Expression of interest - permission given by Glenn

No assistance can be given by the forum for any trades that take place off forum

Hi there,

as some of you might have noticed I sold a few beauties on Gumtree.

I have all the above mentioned coming in the next days with one group.

They are currently not serviced, but if you are interested I would sell maybe as they are to Forum members. But I prefer selling it in working order.

The bigger buddies like a Gaggia America 3group (dual fuel) and an Faema E61 2group dual fuel are currently serviced in Germany by a workshop specialized on vintage machines, customization to your needs possible. All serviced machines have a one year warranty, in commercial use it is 6 months.

Also available Faema President two group lever on electricity, Faema E61 2 group with stainless steel boiler problems ; ),

Faema Urania 2 group, Kees van der Westen Mirage Duetto

It is still a passion, but I try to do things right.

I usually source old ones, but a Vesuvius or GS3 AV is also available on request.

Viewing in Glasgow welcome ; ) Shipping possible

Paypal if you pay for it ; )

Have a nice weekend.

Tobias

I don´t want to spam the forum with pictures at that point. If you are interested, just get in touch

Here a picture of the nice grinders, hope they don´t get stuck on the border. Would be a shame.

But they are to nice to sell, I´m afraid.


----------



## Tobi (Nov 23, 2014)

Thank you Glenn, have a nice weekend ; )


----------



## Jp19810 (Apr 20, 2014)

Hi there Tobi,

I'd be interested in the lever machines if you could send me over some details.

Thanks

Jonathan


----------



## GCGlasgow (Jul 27, 2014)

Hi Tobi

Currently on the lookout for a lever machine and live in Glasgow so let me know when you have any for viewing. Thanks


----------



## Tobi (Nov 23, 2014)

On a two group Urania and a beautiful Conti Monaco you can look tomorrow.

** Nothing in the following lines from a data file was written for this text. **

PR #3552, opened 2024-09-18
feat: toast for user that are no longer available to recover

ilasw:
> Previous merge was reverted due to users that reported seeing the toast even if no action was done.

## Changes
- Add toast for user that are no longer available to recover
- Disable recover popup for user that don't want it

## Events

## Experiment

## Manual Testing

> [!CAUTION]

### Preview domain
https://mi-465-alert-on-unpossible-recov.preview.app.daily.dev


packages/shared/src/hooks/streaks/useStreakRecover.ts
```diff
@@ -78,6 +74,22 @@ export const useStreakRecover = ({
     });
   }, [updateAlerts]);
 
+  const { data, isLoading } = useQuery<StreakQueryData>({
+    queryKey: generateQueryKey(RequestKey.UserStreakRecover),
+    queryFn: async () => {
+      const res = await gqlClient.request(USER_STREAK_RECOVER_QUERY);
+
+      if (!res?.streakRecover?.canRecover) {
```
rebelchris, line 82: Oh wait doesn't this also return false if in general you can't recover?
(so not if you didn't just loose it?)

I feel this should only trigger on a user action right?

ilasw: I can put a check on query string put from the notification. This exist only if user clicked. What do you think?

ilasw: Updated ✅

nensidosari (approved):

packages/shared/src/hooks/streaks/useStreakRecover.ts
```diff
@@ -52,10 +53,9 @@ export const useStreakRecover = ({
   const { updateAlerts } = useAlertsContext();
   const { user } = useAuthContext();
   const client = useQueryClient();
-  const { data, isLoading } = useQuery<StreakQueryData>({
-    queryKey: generateQueryKey(RequestKey.UserStreakRecover),
-    queryFn: async () => await gqlClient.request(USER_STREAK_RECOVER_QUERY),
-  });
+  const {
+    query: { streak_restore: streakRestore },
+  } = useRouter();
```
rebelchris, line 58: This seems a bit pointless right?
The modal never shows if that router element is not available already or if it didn't come from bootPopup?

packages/shared/src/hooks/streaks/useStreakRecover.ts
```diff
@@ -78,6 +78,22 @@ export const useStreakRecover = ({
     });
   }, [updateAlerts]);
 
+  const { data, isLoading } = useQuery<StreakQueryData>({
```
rebelchris, line 81: Maybe a more failsafe approach would be to convert this to a const, and pass it to this hook as `enabled`?
https://github.com/dailydotdev/apps/blob/b65cd5575b653380bfa9927d6e93851f4ffbb7fe/packages/shared/src/components/modals/streaks/StreakRecoverModal.tsx#L174-L182

You can then just early return the hook, or set the query to be disabled?

rebelchris (commented):
More generic feedback:
It's feels a bit like we failsafe in different ways and would have ideally seen 1 way that fixes it everywhere. (but non blocking/change needed) just take a look at the suggestions please.

packages/shared/src/hooks/streaks/useStreakRecover.ts
ilasw: If modal is opened by BootPopup we do not have this query string. 
Added just for checking if the user actively opened the modal, avoiding toast without context!

packages/shared/src/hooks/streaks/useStreakRecover.ts
ilasw: `recover` comes from query but adding `user` and `isStreaksEnabled` would be a great addition! Trying it :)

packages/shared/src/hooks/streaks/useStreakRecover.ts
```diff
@@ -83,7 +85,9 @@ export const useStreakRecover = ({
     queryFn: async () => {
       const res = await gqlClient.request(USER_STREAK_RECOVER_QUERY);
 
-      if (!res?.streakRecover?.canRecover && !!streakRestore) {
+      const userCantRecoverInNotificationCenter =
+        !res?.streakRecover?.canRecover && !!streakRestore;
```
rebelchris, line 89: Ah sorry I meant you could actually pass it to the hook as `enabled`?
then it can be whatever from top level already so you dont need secondary things inside here.

ilasw: res comes from API call so we need here. We can pass from outside `streakRestore` but the API call need to be fired even if it is _true_, we need the check just to open the toast only in the notification center @rebelchris

rebelchris: But you already have it outside where you iniate the hook?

The Conti made 3 coffees so far and is about 40 years old.

Probably the only kind in a new condition.


----------



## Tobi (Nov 23, 2014)

Unfortunatly I have never seen a Londinium, but I think the Conti is bigger.


----------



## CamV6 (Feb 7, 2012)

Yes, the conte is considerably bigger and not really as kitchen friendly


----------



## CamV6 (Feb 7, 2012)

Having said that, your Monaco is a real beauty


----------



## Tobi (Nov 23, 2014)

Have no experience with the Londinium, the Conti Prestina is more kitchen friendly. Or the best is probably a Faema Velox, wall mounted with a heated Velox group. Anyway don't we all need a coffee machine friendly kitchen!?


----------



## risky (May 11, 2015)

What a beast!


----------



## Rhys (Dec 21, 2014)

What's that lever one in the top pic? It looks interesting.


----------



## Tobi (Nov 23, 2014)

Faema Urania one group, have also a two group with red glass plate, almost ready


----------



## Phil104 (Apr 15, 2014)

Coffee Chap brought a Conti to the Rave Forum day. I can't remember now what the model was but it had an interesting lever action and it was brilliant to use. Unfortunately he didn't turn his back for a minute otherwise I would

have had it out of there.


----------